◆ ASSIGNMENT ◆
The records that follow must be repeated verbatim, every one of them.

◆ GIVEN DATA ◆
PR #28, opened 2020-06-26
Iteration on mid-market rate and order design

luckysori:
Do you guys think this helps at all?


src/order.rs
```diff
@@ -0,0 +1,247 @@
...
+
+#[derive(Debug, Clone, Copy)]
+pub struct Buy;
+
+#[derive(Debug, Clone, Copy)]
+pub struct Sell;
+
+impl BtcDaiOrder<Buy> {
+    pub fn new<W, B>(
+        wallet: W,
```
da-kami, line 36: I think this can actually be the bitcoin wallet in this case, because we are producing a specific `BtcDai<Buy>` order here.

luckysori: Totally agree.

src/order.rs
```diff
@@ -0,0 +1,247 @@
+//! The maker creates an order that defines how much he wants to buy for the amount he is selling.
```
da-kami, line 1: Would remove this comment - I wrote most of it at some point but (especially with changing the model) it is more confusing than in helps.

src/order.rs
da-kami, line 36: It might actually be better to just pass the amounts here (instead of the full wallet).
The way main event look is currently designed the wallet might not be passed around.

The wallet is a specific ethereum wallet at this point. I think we can remove this abstraction for now and make it simpler by just passing in the Amounts directly (same for the book).

PR #31, opened 2020-07-02
Rework swap execution to enable respawn

luckysori:
_Note: I think all the patches compile and make sense, but I would just review the final state given that I changed the design throughout._

`WalletACTOR` action execution flow:
1. Have I done it before?
  - Yes -> Return corresponding event.
  - No -> Go to (2).
2. Should I do it?*
  - Yes -> Do it and return corresponding event.
  - No -> Exit the protocol.

`WatchOnlyACTOR` action execution flow:
1. Have they done it before?
  - Yes -> Return corresponding event.
  - No -> Go to (2).
2. Should they do it?*
  - Yes -> Watch for event on the blockchain and return when ready.
  - No -> Exit the protocol.

Depending on how far into the protocol we are, exiting may lead to instructing (or waiting for) Alice and Bob to refund.

This PR introduces and uses traits inspired by cnd which allow us to ask and tell a database (not yet implemented) about the events of a swap.

---
(*) It hasn't changed with this PR, but I would like to clarify that the logic is very conservative i.e. if the shortest of the two expiries, beta expiry, has been reached we abort the protocol. This is because one of the parties, Alice, _should_ abort as she cannot redeem beta asset safely, so its simpler to assume that she will abort.


src/ethereum_wallet.rs
```diff
@@ -39,7 +39,10 @@ impl Wallet {
     pub fn account(&self) -> Address {
         let address = self.private_key.to_public_key().expect("cannot fail");
```
D4nte, line 40:
```suggestion
        let public_key = self.private_key.to_public_key().expect("cannot fail");
```

src/swap/db.rs
```diff
@@ -0,0 +1,9 @@
+#[async_trait::async_trait]
+pub trait Load<T>: Send + Sync + 'static {
+    async fn load(&self, swap_id: u8) -> anyhow::Result<Option<T>>;
```
D4nte, line 3: 📣 We need a real swap id here, not a `u8`.

luckysori: Yep, yep. I wasn't sure if I should introduce it with this PR as I don't actually have one when I start the swap. I expected to modify these functions once the concept is in place (with the introduction of the database, I guess).

luckysori:
> 
> 
> Awesome PR.
> 
> Not sure I saw it or missed it, but is it tested? (the recovery part).

I decided against adding tests until we have an actual database. If we want tests at this stage I think I would have to mock a lot of things.

luckysori:
As discussed in call with @D4nte, I've added the swap ID and we can proceed with the merge. I will build on top of this PR to add tests which verify that actions are only performed once. We will have to mock the dependencies to do this.

src/swap/alice.rs
```diff
@@ -123,16 +135,103 @@ pub mod wallet_actor {
...
+
+                if bitcoin_time >= params.expiry {
+                    break;
+                }
+
+                tokio::time::delay_for(Duration::from_secs(1)).await;
+            }
+
+            let refund_event = self.refund(params, fund_event).await?;
+
```
da-kami, line 229: ❓ Is there a reason refund is not saved in the DB?

Wouldn't it be important to know when reasoning if we have to do it again on a swap?

luckysori: You're right. I have a TODO in PR #35 to deal with this :)

PR #32, opened 2020-07-03
Main event loop and maker logic

da-kami:
Since this is ever-growing, I would merge the current state and then extend it. (I am branching off this state and work on rate/balance update logic.)

Note that I added `dai_balance()` to the ethereum wallet for convenience. 

Implemented:

- Logic for handle take requests (buy and sell)

Outlined:

- Initialisation (TODOs for config plugs there)

To be added:

- Logic for update rate
- Logic for update balance


src/dai.rs
```diff
@@ -82,6 +94,17 @@ impl std::ops::Sub for Amount {
     }
 }
 
+impl From<Erc20> for Amount {
+    fn from(_erc20: Erc20) -> Self {
+        // TODO: inner BigInt is private in comit lib - what is the best way to convert?
```
da-kami, line 99: @D4nte @luckysori would you have any suggestions for this?

da-kami: Note: I fixed it by re-constucting the BigInt from bytes for the moment.

src/main.rs
```diff
@@ -1,3 +1,146 @@
...
+            swarm.orderbook.publish(sell_order.into());
+            swarm.orderbook.publish(buy_order.into());
+        }
+        _ => panic!("Unable to publish initial orders!"),
+    }
+
+    loop {
+        let rate = get_btc_dai_mid_market_rate().await;
+        match rate {
+            Ok(new_rate) => maker.update_rate(unimplemented!()), // maker should record timestamp of this
```
D4nte, line 95: `// maker should record timestamp of this` why?

src/main.rs
```diff
@@ -1,3 +1,146 @@
...
+        }
+
+        // if nothing happens on the network for 15 seconds, loop
+        // again
+
+        // ASSUMPTION: a BtcDaiOrder Sell order and a BtcDaiOrder Buy
+        // order were published before we enter the loop (during
+        // initialization)
+        #[allow(clippy::single_match)]
+        match tokio::time::timeout(Duration::from_secs(15), swarm.next()).await {
```
D4nte, line 117: Make `15` come from the config.

src/main.rs
```diff
@@ -1,3 +1,146 @@
...
+            Ok(event) => {
+                match event {
+                    network::Event::OrderTakeRequest(order) => {
+                        // decide & take & reserve
+                        let reaction = maker.react_to_taken_order(order.clone());
```
D4nte, line 122:
```suggestion
                        let result = maker.process_taken_order(order.clone());
```
I find the terminology awkward.

src/main.rs
```diff
@@ -1,3 +1,146 @@
...
+
+                        match reaction {
+                            Ok(Reaction::Confirmed { next_order }) => {
+                                swarm.orderbook.take(order);
+                                orderbook.publish(next_order.into());
+                            }
+                            Ok(Reaction::RateSucks)
```
D4nte, line 129: If we handle all these scenarios the same way then it is a hint that you do not need to differentiate them. If the maker does not execute the order then it is ok to return an error instead of disguising it in an `Ok` result.

src/maker.rs
```diff
@@ -0,0 +1,394 @@
...
+    network::Order,
+    order::{BtcDaiOrder, Position},
+    rate::Spread,
+    MidMarketRate, OngoingTakers, Rate,
+};
+use std::convert::TryFrom;
+
+#[derive(Debug, PartialEq)]
+pub enum NewOrder {
+    Created(BtcDaiOrder),
```
D4nte, line 14: Can you write a comment to hint what other variants you would expect to add later?

src/maker.rs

◆ SOLUTION FOR THIS EXERCISE ◆
PR #28, opened 2020-06-26
Iteration on mid-market rate and order design

luckysori:
Do you guys think this helps at all?


src/order.rs
```diff
@@ -0,0 +1,247 @@
...
+
+#[derive(Debug, Clone, Copy)]
+pub struct Buy;
+
+#[derive(Debug, Clone, Copy)]
+pub struct Sell;
+
+impl BtcDaiOrder<Buy> {
+    pub fn new<W, B>(
+        wallet: W,
```
da-kami, line 36: I think this can actually be the bitcoin wallet in this case, because we are producing a specific `BtcDai<Buy>` order here.

luckysori: Totally agree.

src/order.rs
```diff
@@ -0,0 +1,247 @@
+//! The maker creates an order that defines how much he wants to buy for the amount he is selling.
```
da-kami, line 1: Would remove this comment - I wrote most of it at some point but (especially with changing the model) it is more confusing than in helps.

src/order.rs
da-kami, line 36: It might actually be better to just pass the amounts here (instead of the full wallet).
The way main event look is currently designed the wallet might not be passed around.

The wallet is a specific ethereum wallet at this point. I think we can remove this abstraction for now and make it simpler by just passing in the Amounts directly (same for the book).

PR #31, opened 2020-07-02
Rework swap execution to enable respawn

luckysori:
_Note: I think all the patches compile and make sense, but I would just review the final state given that I changed the design throughout._

`WalletACTOR` action execution flow:
1. Have I done it before?
  - Yes -> Return corresponding event.
  - No -> Go to (2).
2. Should I do it?*
  - Yes -> Do it and return corresponding event.
  - No -> Exit the protocol.

`WatchOnlyACTOR` action execution flow:
1. Have they done it before?
  - Yes -> Return corresponding event.
  - No -> Go to (2).
2. Should they do it?*
  - Yes -> Watch for event on the blockchain and return when ready.
  - No -> Exit the protocol.

Depending on how far into the protocol we are, exiting may lead to instructing (or waiting for) Alice and Bob to refund.

This PR introduces and uses traits inspired by cnd which allow us to ask and tell a database (not yet implemented) about the events of a swap.

---
(*) It hasn't changed with this PR, but I would like to clarify that the logic is very conservative i.e. if the shortest of the two expiries, beta expiry, has been reached we abort the protocol. This is because one of the parties, Alice, _should_ abort as she cannot redeem beta asset safely, so its simpler to assume that she will abort.


src/ethereum_wallet.rs
```diff
@@ -39,7 +39,10 @@ impl Wallet {
     pub fn account(&self) -> Address {
         let address = self.private_key.to_public_key().expect("cannot fail");
```
D4nte, line 40:
```suggestion
        let public_key = self.private_key.to_public_key().expect("cannot fail");
```

src/swap/db.rs
```diff
@@ -0,0 +1,9 @@
+#[async_trait::async_trait]
+pub trait Load<T>: Send + Sync + 'static {
+    async fn load(&self, swap_id: u8) -> anyhow::Result<Option<T>>;
```
D4nte, line 3: 📣 We need a real swap id here, not a `u8`.

luckysori: Yep, yep. I wasn't sure if I should introduce it with this PR as I don't actually have one when I start the swap. I expected to modify these functions once the concept is in place (with the introduction of the database, I guess).

luckysori:
> 
> 
> Awesome PR.
> 
> Not sure I saw it or missed it, but is it tested? (the recovery part).

I decided against adding tests until we have an actual database. If we want tests at this stage I think I would have to mock a lot of things.

luckysori:
As discussed in call with @D4nte, I've added the swap ID and we can proceed with the merge. I will build on top of this PR to add tests which verify that actions are only performed once. We will have to mock the dependencies to do this.

src/swap/alice.rs
```diff
@@ -123,16 +135,103 @@ pub mod wallet_actor {
...
+
+                if bitcoin_time >= params.expiry {
+                    break;
+                }
+
+                tokio::time::delay_for(Duration::from_secs(1)).await;
+            }
+
+            let refund_event = self.refund(params, fund_event).await?;
+
```
da-kami, line 229: ❓ Is there a reason refund is not saved in the DB?

Wouldn't it be important to know when reasoning if we have to do it again on a swap?

luckysori: You're right. I have a TODO in PR #35 to deal with this :)

PR #32, opened 2020-07-03
Main event loop and maker logic

da-kami:
Since this is ever-growing, I would merge the current state and then extend it. (I am branching off this state and work on rate/balance update logic.)

Note that I added `dai_balance()` to the ethereum wallet for convenience. 

Implemented:

- Logic for handle take requests (buy and sell)

Outlined:

- Initialisation (TODOs for config plugs there)

To be added:

- Logic for update rate
- Logic for update balance


src/dai.rs
```diff
@@ -82,6 +94,17 @@ impl std::ops::Sub for Amount {
     }
 }
 
+impl From<Erc20> for Amount {
+    fn from(_erc20: Erc20) -> Self {
+        // TODO: inner BigInt is private in comit lib - what is the best way to convert?
```
da-kami, line 99: @D4nte @luckysori would you have any suggestions for this?

da-kami: Note: I fixed it by re-constucting the BigInt from bytes for the moment.

src/main.rs
```diff
@@ -1,3 +1,146 @@
...
+            swarm.orderbook.publish(sell_order.into());
+            swarm.orderbook.publish(buy_order.into());
+        }
+        _ => panic!("Unable to publish initial orders!"),
+    }
+
+    loop {
+        let rate = get_btc_dai_mid_market_rate().await;
+        match rate {
+            Ok(new_rate) => maker.update_rate(unimplemented!()), // maker should record timestamp of this
```
D4nte, line 95: `// maker should record timestamp of this` why?

src/main.rs
```diff
@@ -1,3 +1,146 @@
...
+        }
+
+        // if nothing happens on the network for 15 seconds, loop
+        // again
+
+        // ASSUMPTION: a BtcDaiOrder Sell order and a BtcDaiOrder Buy
+        // order were published before we enter the loop (during
+        // initialization)
+        #[allow(clippy::single_match)]
+        match tokio::time::timeout(Duration::from_secs(15), swarm.next()).await {
```
D4nte, line 117: Make `15` come from the config.

src/main.rs
```diff
@@ -1,3 +1,146 @@
...
+            Ok(event) => {
+                match event {
+                    network::Event::OrderTakeRequest(order) => {
+                        // decide & take & reserve
+                        let reaction = maker.react_to_taken_order(order.clone());
```
D4nte, line 122:
```suggestion
                        let result = maker.process_taken_order(order.clone());
```
I find the terminology awkward.

src/main.rs
```diff
@@ -1,3 +1,146 @@
...
+
+                        match reaction {
+                            Ok(Reaction::Confirmed { next_order }) => {
+                                swarm.orderbook.take(order);
+                                orderbook.publish(next_order.into());
+                            }
+                            Ok(Reaction::RateSucks)
```
D4nte, line 129: If we handle all these scenarios the same way then it is a hint that you do not need to differentiate them. If the maker does not execute the order then it is ok to return an error instead of disguising it in an `Ok` result.

src/maker.rs
```diff
@@ -0,0 +1,394 @@
...
+    network::Order,
+    order::{BtcDaiOrder, Position},
+    rate::Spread,
+    MidMarketRate, OngoingTakers, Rate,
+};
+use std::convert::TryFrom;
+
+#[derive(Debug, PartialEq)]
+pub enum NewOrder {
+    Created(BtcDaiOrder),
```
D4nte, line 14: Can you write a comment to hint what other variants you would expect to add later?

src/maker.rs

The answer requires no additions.